Blood and lymphatic vessels form extensive networks, which deliver oxygen and nutrients to the tissues and remove extravasated fluid. Malfunction of this vasculature results in various diseases such as tumors and ischemic and inflammatory diseases and lymphedema. The molecular mechanism by which vascular endothelial receptors (VEGFRs) control vessel growth and function in physiological and pathological settings is under intensive study, but questions remain. This study aimed to clarify how angiogenesis, the growth of new blood vessels, is regulated by the VEGFRs and by the Notch signaling pathway; moreover if VEGFR-3 is involved in vascular permeability.
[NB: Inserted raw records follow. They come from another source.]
PR #543, opened 2023-05-15
Essi-1809 derivatives/imageproc queue; Sidekiq 7

dlpierce:
Update to Sidekiq 7 which required refactoring of our configuration.
CharacterizationJob is sent to the 'derivatives' queue, and CreateDerivativesJob follows suit.
A dedicated sidekiq worker process is setup to allow parallel processing.


aploshay (approved):
+1

PR #544, opened 2023-05-15
Update to ruby 2.7.8

dlpierce:


rwingiupui (approved):
+1 Desk Checked - Checked locally via Docker, no issues observed.

PR #545, opened 2023-05-15
System dep updates

dlpierce:
Update FITS to 1.6.0 and update the CircleCI config to match our docker environment


rwingiupui (approved):
+1 Desk Check - Tested via Docker - No issues observed.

The purpose was also to understand the role of VEGF-C in embryonic development better. Our first study showed that VEGFR-2 could to sustain angiogenesis to some extent and that postnatal angiogenesis requires VEGFR-2 signaling also in the absence of VEGFR-3. We found that VEGFR-2 is a requirement for endothelial Dll4 upregulation and filopodia formation following Notch inhibition, both independently of VEGFR-3. Then, based on our earlier published findings, we further elucidate the role of VEGFR-3 in blood endothelial cells, using principally a genetic approach. Our data showed that VEGFR-3 loss-of-function is accompanied by increased vascular leakage in the retina, in solid tumors, and in the ear skin. Our third study showed that when all VEGFRs receptors are deleted, the organ-specificity and -sensitivity differ in different vascular beds. BECs. In our fourth study, we discovered that VEGF-C, the ligand for VEGFR-2 and VEGFR-3, which has been known to be a major lymphangiogenic factor now reveals its a unique role in embryonic erythropoiesis but not in adults. This study also showed that VEGF-C regulates the liver colonization of erythro-myeloid progenitors. In sum, these results provide new insights into the treatment of angiogenesis-related diseases, such as cancer. Elucidation of this mechanism is essential for the therapeutic manipulation of these pathologies, and in the future, more than 500 million people worldwide may benefit from pro- or anti-angiogenesis treatment.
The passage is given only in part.